The Cast of A Walk on the Moon |
Summer, 1969: Daily, numbers of casualties from Vietnam scroll across living room television screens while streets fill with angry, mostly young anti-war protestors. Their peace-loving folk and war-hating rock fills the airspaces along with wafts from their calming, smoked grass. African Americans continue to search for their post-King leader and their equal rights; women raise their voices louder and more collectively for equality; and a few drag queens at a bar called Stonewall ignite the gay rights movement. But on July 21, the entire nation and the world hold their collective breathes as Neil Armstrong takes that first step on the moon — the nation forgetting for a few minutes all the strife, differences, and inequality dividing much of the generations, races, sexes, and the entire country itself.
Alison is apoplectic because her mom did not bring her record player and because she is stuck yet another summer in a boring family tradition while everything important and exciting is happening somewhere else. In between screaming “I want my fucking record player,” she cries out in song, “The summer of ’69 is there; the summer of ’59 is here … I want to be a part of it; get me away from here.” At the moment, we see that Brigid O’Brien as Alison is a powerhouse worth taking full note; and as she later proves, she has a deeply resonating voice that time and again sings forth with a maturity and presence well beyond the actor’s young years.
Katie Brayben |
Alison’s mother and present nemesis, Pearl, is also looking longingly beyond these woods surrounding their little cabin, gazing up into the sky and singing “Out of This World” to the big moon and to the man who is about to take a walk on its surface. “All around the world tonight, people are taking a chance for the first time … Mr. A, walk the moon for us.” The vocals of Katie Brayben’s Pearl – a voice full of awe and of a quiet anticipation – only get stronger as the story progresses, opening up and letting her chords ring euphorically in full country rock style in a late Act One reprise of the same song.

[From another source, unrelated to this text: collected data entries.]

PR #160, opened 2026-03-06
Price db service

### LINKED ISSUE #146: Price DB Service.

landgeet:
## 🎯 MAIN GOAL
* implement price db service
* implement event db service price-related function

## 🛠️ TESTING
- [x] all tests succeed

## 📝 DOCUMENTATION

## 🔍 HOW TO TEST
Test the queries on the database, same as always.

## ✅ CLOSED ISSUES
- closes #146

### DIFF
--- a/backend/src/database/db.price.service.ts
+++ b/backend/src/database/db.price.service.ts
@@ -29,7 +29,7 @@ export class PriceDatabaseService {
    * @param page page index (starts at 0)
    * @return prices
    */
-  async getPrices(amount: number, page: number): Promise<PriceDto[]> {
+  async getPrices(amount: number = 0, page: number = 0): Promise<PriceDto[]> {
     const offset = page * amount;
 
     if (amount === 0) {
--- a/backend/src/database/db.price.service.ts
+++ b/backend/src/database/db.price.service.ts
@@ -1,0 +1,156 @@
+import { BadRequestException, Injectable } from "@nestjs/common";
+import { DbService } from "./db.service";
+import { CreatePriceDto, PriceDto, UpdatePriceDto } from "../dto/dto";
+
+@Injectable()
+export class PriceDatabaseService {
+  // need to give a db service as param when used. -> see db.service.
+  constructor(private db: DbService) {}
+
+  /**
+   * Get a single price by their ID.
+   * @param id The ID we're trying to fetch.
+   * @returns The Price if there is one.
+   */
+  async getPriceById(id: number): Promise<PriceDto> {
+    const query = `SELECT * price FROM prices WHERE id = $1`;
+
+    const result = await this.db.query<PriceDto>(query, [id]);
+
+    if (result.length === 0) {
+      throw new Error("Price not found");
+    }
+    return result[0];
+  }
+
+  /**
+   * Get prices with pagination
+   * @param amount number of prices per page (if amount=0, it will default to grabbing all prices)
+   * @param page page index (starts at 0)
+   * @return prices
+   */
+  async getPrices(amount: number, page: number): Promise<PriceDto[]> {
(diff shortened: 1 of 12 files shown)


backend/src/database/db.price.service.ts
```diff
@@ -0,0 +1,156 @@
...
+    return result[0];
+  }
+
+  /**
+   * Get prices with pagination
+   * @param amount number of prices per page (if amount=0, it will default to grabbing all prices)
+   * @param page page index (starts at 0)
+   * @return prices
+   */
+  async getPrices(amount: number, page: number): Promise<PriceDto[]> {
```
Alikznollet: Maybe add defaults of 0 for both here?

Alikznollet (changes requested):
One little nitpick about default values for parameters, for the rest this looks good!

Alikznollet:
I will be starting from this branch for my implementation of the price endpoints.

backend/src/database/db.price.service.ts
landgeet: Should be fixed

Alikznollet (approved):
Looks good.

backend/src/database/db.price.service.ts
```diff
@@ -0,0 +1,156 @@
...
+      SELECT * 
+      FROM prices
+      ORDER BY id
+      `;
+
+      const result = await this.db.query<PriceDto>(query);
+
+      if (result.length === 0) {
+        throw new Error("no prices found");
+      }
```
Alikznollet: Can we maybe make it a habit of not erroring out here if we get an  empty result? Instead just return the empty list.

backend/src/database/db.price.service.ts
```diff
@@ -0,0 +1,156 @@
...
+    LIMIT $1 OFFSET $2
+    `;
+
+    const result = await this.db.query<PriceDto>(query, [amount, offset]);
+
+    if (result.length === 0) {
+      throw new Error("no prices found");
+    }
+
+    return result;
```
Alikznollet: Same here, please return the empty list, it's a bit misleading to see an internal server error if there are just no prices.

Alikznollet (changes requested):
Small changes I saw when working on the endpoints.

Alikznollet:
@landgeet Oh and change the price field of PriceSchema to a float32 instead of a string.

backend/src/database/db.price.service.ts
```diff
@@ -0,0 +1,156 @@
...
+  // need to give a db service as param when used. -> see db.service.
+  constructor(private db: DbService) {}
+
+  /**
+   * Get a single price by their ID.
+   * @param id The ID we're trying to fetch.
+   * @returns The Price if there is one.
+   */
+  async getPriceById(id: number): Promise<PriceDto> {
+    const query = `SELECT * price FROM prices WHERE id = $1`;
```
Alikznollet, line 16:
```suggestion
    const query = `SELECT * FROM prices WHERE id = $1`;
```

Feel like this was a typo.

common/src/database_objects.ts
```diff
@@ -72,6 +71,17 @@ export const FilterEventSchema = z.object({
   limit: z.coerce.number().min(1).max(100).default(20),
 });
 
+/**
+ * Schemas for blogs.
+ */
+export const PriceSchema = z.object({
+  id: z.number(),
+  price: z.string(),
```
Alikznollet:
```suggestion
  price: z.float32(),
```

Alikznollet (changes requested):

Alikznollet (approved):
All good now!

Katie Brayben & Zak Resnick |
However, when the gals all go shopping at the hippie-like trailer of the “blouse man,” Pearl decides to hang back and try on a skin-tight, tie-dyed top that the B-Man himself gladly helps her fit into. The pony-tailed, mild-mannered, and younger Walker (Zak Resnick) employs his freshly jubilant, easy flowing voice in “Something New” to woo Pearl, singing, “It’s never too late to try something new; it’s never too late to see another side of you.” Moving increasingly closer to her as he reaches into the heavens in gorgeous falsetto, Walker tempts with “Look at the moon, and see a new you … Something new, something true, something you.”
Nick Saks & Brigid O’Brien |
In another part of camp, Alison has also happened upon a surprise in the form of a male. Dimpled, curly-headed Ross (Nick Sacks) who, with guitar in hand, is chewing away in “Hey Mister President” at the current prez, singing a double entendre, “May I call you, Dick.” But upon seeing Alison watching him, his melodies quickly morph to more love and peace sounds, followed by his own luring vocals. With a slight smirk and ever-closer moves toward the initially skeptical but definitely interested Alison, the teen sings with a twinkle, “There’s always something to look up at, there’s always something to see; and if you get bored, just look at me.”